[Items from a dataset]
[Start of Attachment]

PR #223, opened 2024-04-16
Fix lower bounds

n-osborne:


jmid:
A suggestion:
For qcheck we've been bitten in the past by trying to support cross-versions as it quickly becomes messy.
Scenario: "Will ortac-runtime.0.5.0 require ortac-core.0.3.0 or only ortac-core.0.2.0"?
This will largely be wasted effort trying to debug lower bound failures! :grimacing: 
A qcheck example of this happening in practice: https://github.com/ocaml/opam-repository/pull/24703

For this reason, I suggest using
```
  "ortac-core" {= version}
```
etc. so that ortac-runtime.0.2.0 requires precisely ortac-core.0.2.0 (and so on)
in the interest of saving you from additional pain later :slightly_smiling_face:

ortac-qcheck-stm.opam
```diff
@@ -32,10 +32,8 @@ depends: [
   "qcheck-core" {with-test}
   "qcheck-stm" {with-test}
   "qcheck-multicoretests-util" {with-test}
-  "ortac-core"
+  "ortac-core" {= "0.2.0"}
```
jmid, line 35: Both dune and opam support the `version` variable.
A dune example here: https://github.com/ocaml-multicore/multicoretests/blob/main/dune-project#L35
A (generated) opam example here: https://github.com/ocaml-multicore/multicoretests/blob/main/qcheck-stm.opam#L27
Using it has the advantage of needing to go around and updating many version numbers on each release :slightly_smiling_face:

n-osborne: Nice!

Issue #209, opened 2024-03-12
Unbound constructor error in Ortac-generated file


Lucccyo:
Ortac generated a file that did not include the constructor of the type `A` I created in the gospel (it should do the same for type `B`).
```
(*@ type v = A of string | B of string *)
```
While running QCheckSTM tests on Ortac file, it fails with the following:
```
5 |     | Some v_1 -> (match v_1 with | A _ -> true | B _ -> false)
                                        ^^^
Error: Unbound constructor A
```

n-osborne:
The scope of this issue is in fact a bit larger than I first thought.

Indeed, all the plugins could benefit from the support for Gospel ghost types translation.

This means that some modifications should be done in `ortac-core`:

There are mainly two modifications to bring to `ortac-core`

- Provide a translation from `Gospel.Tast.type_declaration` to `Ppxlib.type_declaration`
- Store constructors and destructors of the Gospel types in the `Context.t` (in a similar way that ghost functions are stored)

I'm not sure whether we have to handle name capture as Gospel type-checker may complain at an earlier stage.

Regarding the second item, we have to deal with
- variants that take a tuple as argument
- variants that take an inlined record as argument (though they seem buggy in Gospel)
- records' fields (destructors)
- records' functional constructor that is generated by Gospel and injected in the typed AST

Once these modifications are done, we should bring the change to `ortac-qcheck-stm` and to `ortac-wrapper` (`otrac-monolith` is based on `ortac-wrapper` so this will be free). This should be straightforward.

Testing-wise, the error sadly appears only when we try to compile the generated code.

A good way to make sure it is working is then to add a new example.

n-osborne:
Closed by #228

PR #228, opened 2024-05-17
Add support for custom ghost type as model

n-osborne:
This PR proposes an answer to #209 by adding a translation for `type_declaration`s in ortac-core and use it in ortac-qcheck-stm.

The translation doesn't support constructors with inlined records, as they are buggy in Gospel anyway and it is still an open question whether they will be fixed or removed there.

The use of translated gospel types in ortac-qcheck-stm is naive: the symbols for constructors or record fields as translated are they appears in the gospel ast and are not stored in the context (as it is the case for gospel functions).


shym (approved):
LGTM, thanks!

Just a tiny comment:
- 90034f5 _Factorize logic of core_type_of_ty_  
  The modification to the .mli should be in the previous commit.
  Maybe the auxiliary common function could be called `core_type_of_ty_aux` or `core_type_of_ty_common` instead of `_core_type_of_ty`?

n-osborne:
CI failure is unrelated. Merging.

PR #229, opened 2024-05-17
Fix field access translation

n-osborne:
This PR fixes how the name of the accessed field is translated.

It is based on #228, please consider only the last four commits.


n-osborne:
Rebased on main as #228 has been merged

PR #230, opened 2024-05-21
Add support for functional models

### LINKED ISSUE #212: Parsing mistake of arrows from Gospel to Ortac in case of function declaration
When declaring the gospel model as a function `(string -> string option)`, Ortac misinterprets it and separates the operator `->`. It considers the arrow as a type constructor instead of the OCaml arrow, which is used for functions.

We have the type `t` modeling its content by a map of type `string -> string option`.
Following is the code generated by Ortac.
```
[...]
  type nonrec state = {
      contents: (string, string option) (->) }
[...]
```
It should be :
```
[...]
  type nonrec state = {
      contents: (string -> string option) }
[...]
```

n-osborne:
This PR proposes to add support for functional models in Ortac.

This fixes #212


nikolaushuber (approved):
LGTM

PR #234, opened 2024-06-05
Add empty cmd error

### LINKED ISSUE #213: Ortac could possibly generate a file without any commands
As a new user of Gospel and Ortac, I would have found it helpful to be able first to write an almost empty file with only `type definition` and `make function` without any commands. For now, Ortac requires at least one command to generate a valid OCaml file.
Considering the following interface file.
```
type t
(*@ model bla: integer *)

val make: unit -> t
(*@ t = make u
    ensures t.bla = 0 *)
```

[End of Attachment]

• WORK ORDER:
From the first line to the last, retype the records exactly.

• SOLUTION TO THIS EXERCISE:
PR #223, opened 2024-04-16
Fix lower bounds

n-osborne:


jmid:
A suggestion:
For qcheck we've been bitten in the past by trying to support cross-versions as it quickly becomes messy.
Scenario: "Will ortac-runtime.0.5.0 require ortac-core.0.3.0 or only ortac-core.0.2.0"?
This will largely be wasted effort trying to debug lower bound failures! :grimacing: 
A qcheck example of this happening in practice: https://github.com/ocaml/opam-repository/pull/24703

For this reason, I suggest using
```
  "ortac-core" {= version}
```
etc. so that ortac-runtime.0.2.0 requires precisely ortac-core.0.2.0 (and so on)
in the interest of saving you from additional pain later :slightly_smiling_face:

ortac-qcheck-stm.opam
```diff
@@ -32,10 +32,8 @@ depends: [
   "qcheck-core" {with-test}
   "qcheck-stm" {with-test}
   "qcheck-multicoretests-util" {with-test}
-  "ortac-core"
+  "ortac-core" {= "0.2.0"}
```
jmid, line 35: Both dune and opam support the `version` variable.
A dune example here: https://github.com/ocaml-multicore/multicoretests/blob/main/dune-project#L35
A (generated) opam example here: https://github.com/ocaml-multicore/multicoretests/blob/main/qcheck-stm.opam#L27
Using it has the advantage of needing to go around and updating many version numbers on each release :slightly_smiling_face:

n-osborne: Nice!

Issue #209, opened 2024-03-12
Unbound constructor error in Ortac-generated file


Lucccyo:
Ortac generated a file that did not include the constructor of the type `A` I created in the gospel (it should do the same for type `B`).
```
(*@ type v = A of string | B of string *)
```
While running QCheckSTM tests on Ortac file, it fails with the following:
```
5 |     | Some v_1 -> (match v_1 with | A _ -> true | B _ -> false)
                                        ^^^
Error: Unbound constructor A
```

n-osborne:
The scope of this issue is in fact a bit larger than I first thought.

Indeed, all the plugins could benefit from the support for Gospel ghost types translation.

This means that some modifications should be done in `ortac-core`:

There are mainly two modifications to bring to `ortac-core`

- Provide a translation from `Gospel.Tast.type_declaration` to `Ppxlib.type_declaration`
- Store constructors and destructors of the Gospel types in the `Context.t` (in a similar way that ghost functions are stored)

I'm not sure whether we have to handle name capture as Gospel type-checker may complain at an earlier stage.

Regarding the second item, we have to deal with
- variants that take a tuple as argument
- variants that take an inlined record as argument (though they seem buggy in Gospel)
- records' fields (destructors)
- records' functional constructor that is generated by Gospel and injected in the typed AST

Once these modifications are done, we should bring the change to `ortac-qcheck-stm` and to `ortac-wrapper` (`otrac-monolith` is based on `ortac-wrapper` so this will be free). This should be straightforward.

Testing-wise, the error sadly appears only when we try to compile the generated code.

A good way to make sure it is working is then to add a new example.

n-osborne:
Closed by #228

PR #228, opened 2024-05-17
Add support for custom ghost type as model

n-osborne:
This PR proposes an answer to #209 by adding a translation for `type_declaration`s in ortac-core and use it in ortac-qcheck-stm.

The translation doesn't support constructors with inlined records, as they are buggy in Gospel anyway and it is still an open question whether they will be fixed or removed there.

The use of translated gospel types in ortac-qcheck-stm is naive: the symbols for constructors or record fields as translated are they appears in the gospel ast and are not stored in the context (as it is the case for gospel functions).


shym (approved):
LGTM, thanks!

Just a tiny comment:
- 90034f5 _Factorize logic of core_type_of_ty_  
  The modification to the .mli should be in the previous commit.
  Maybe the auxiliary common function could be called `core_type_of_ty_aux` or `core_type_of_ty_common` instead of `_core_type_of_ty`?

n-osborne:
CI failure is unrelated. Merging.

PR #229, opened 2024-05-17
Fix field access translation

n-osborne:
This PR fixes how the name of the accessed field is translated.

It is based on #228, please consider only the last four commits.


n-osborne:
Rebased on main as #228 has been merged

PR #230, opened 2024-05-21
Add support for functional models

### LINKED ISSUE #212: Parsing mistake of arrows from Gospel to Ortac in case of function declaration
When declaring the gospel model as a function `(string -> string option)`, Ortac misinterprets it and separates the operator `->`. It considers the arrow as a type constructor instead of the OCaml arrow, which is used for functions.

We have the type `t` modeling its content by a map of type `string -> string option`.
Following is the code generated by Ortac.
```
[...]
  type nonrec state = {
      contents: (string, string option) (->) }
[...]
```
It should be :
```
[...]
  type nonrec state = {
      contents: (string -> string option) }
[...]
```

n-osborne:
This PR proposes to add support for functional models in Ortac.

This fixes #212


nikolaushuber (approved):
LGTM

PR #234, opened 2024-06-05
Add empty cmd error

### LINKED ISSUE #213: Ortac could possibly generate a file without any commands
As a new user of Gospel and Ortac, I would have found it helpful to be able first to write an almost empty file with only `type definition` and `make function` without any commands. For now, Ortac requires at least one command to generate a valid OCaml file.
Considering the following interface file.
```
type t
(*@ model bla: integer *)

val make: unit -> t
(*@ t = make u
    ensures t.bla = 0 *)
```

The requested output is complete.